**Data listing:**
__________

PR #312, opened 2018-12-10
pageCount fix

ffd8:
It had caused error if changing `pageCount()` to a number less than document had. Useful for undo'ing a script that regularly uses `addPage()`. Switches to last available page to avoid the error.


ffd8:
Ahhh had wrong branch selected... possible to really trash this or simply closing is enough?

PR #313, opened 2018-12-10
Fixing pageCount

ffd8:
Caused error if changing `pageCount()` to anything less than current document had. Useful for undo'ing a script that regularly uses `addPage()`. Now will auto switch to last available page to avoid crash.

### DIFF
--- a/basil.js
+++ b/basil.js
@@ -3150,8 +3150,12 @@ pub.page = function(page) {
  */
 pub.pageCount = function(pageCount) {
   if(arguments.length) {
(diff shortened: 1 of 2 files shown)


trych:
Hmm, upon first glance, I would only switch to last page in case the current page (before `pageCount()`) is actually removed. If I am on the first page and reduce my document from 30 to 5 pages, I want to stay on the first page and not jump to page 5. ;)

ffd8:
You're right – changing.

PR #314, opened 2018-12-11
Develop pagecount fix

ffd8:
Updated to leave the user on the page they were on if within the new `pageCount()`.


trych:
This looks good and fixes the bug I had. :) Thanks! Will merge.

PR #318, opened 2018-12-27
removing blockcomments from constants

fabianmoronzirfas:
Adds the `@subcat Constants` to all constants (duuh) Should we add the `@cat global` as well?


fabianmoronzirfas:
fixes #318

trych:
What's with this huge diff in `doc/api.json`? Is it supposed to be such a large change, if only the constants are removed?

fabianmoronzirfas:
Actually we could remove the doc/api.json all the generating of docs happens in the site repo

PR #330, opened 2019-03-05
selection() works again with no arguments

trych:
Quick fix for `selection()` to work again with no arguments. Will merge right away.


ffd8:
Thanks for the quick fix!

__________

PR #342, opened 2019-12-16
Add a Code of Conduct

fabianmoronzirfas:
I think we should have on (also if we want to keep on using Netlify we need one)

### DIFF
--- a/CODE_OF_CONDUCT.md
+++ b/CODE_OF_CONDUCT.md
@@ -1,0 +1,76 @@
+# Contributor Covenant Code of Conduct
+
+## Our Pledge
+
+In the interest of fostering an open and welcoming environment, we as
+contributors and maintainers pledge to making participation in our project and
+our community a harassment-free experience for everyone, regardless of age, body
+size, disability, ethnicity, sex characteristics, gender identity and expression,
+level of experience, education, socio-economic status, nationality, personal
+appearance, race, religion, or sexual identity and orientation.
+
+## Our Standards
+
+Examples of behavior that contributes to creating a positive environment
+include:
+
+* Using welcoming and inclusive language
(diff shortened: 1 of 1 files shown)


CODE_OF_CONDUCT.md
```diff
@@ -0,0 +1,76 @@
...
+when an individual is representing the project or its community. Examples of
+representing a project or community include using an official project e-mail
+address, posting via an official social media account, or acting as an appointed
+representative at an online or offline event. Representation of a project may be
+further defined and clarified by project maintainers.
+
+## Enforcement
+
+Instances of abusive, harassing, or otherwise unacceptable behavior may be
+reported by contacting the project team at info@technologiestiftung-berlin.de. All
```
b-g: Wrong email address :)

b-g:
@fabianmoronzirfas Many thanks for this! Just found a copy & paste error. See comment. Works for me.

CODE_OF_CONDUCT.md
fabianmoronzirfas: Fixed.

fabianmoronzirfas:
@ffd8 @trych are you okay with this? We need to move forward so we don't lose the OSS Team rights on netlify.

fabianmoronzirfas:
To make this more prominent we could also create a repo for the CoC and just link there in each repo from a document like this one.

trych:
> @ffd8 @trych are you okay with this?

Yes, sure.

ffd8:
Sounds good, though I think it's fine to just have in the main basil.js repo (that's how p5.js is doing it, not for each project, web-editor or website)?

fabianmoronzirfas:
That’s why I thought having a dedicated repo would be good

__________

**Work item:**
Among the records above, find the lines that contain "json" and copy every one.

**Worked solution:**
What's with this huge diff in `doc/api.json`? Is it supposed to be such a large change, if only the constants are removed?
Actually we could remove the doc/api.json all the generating of docs happens in the site repo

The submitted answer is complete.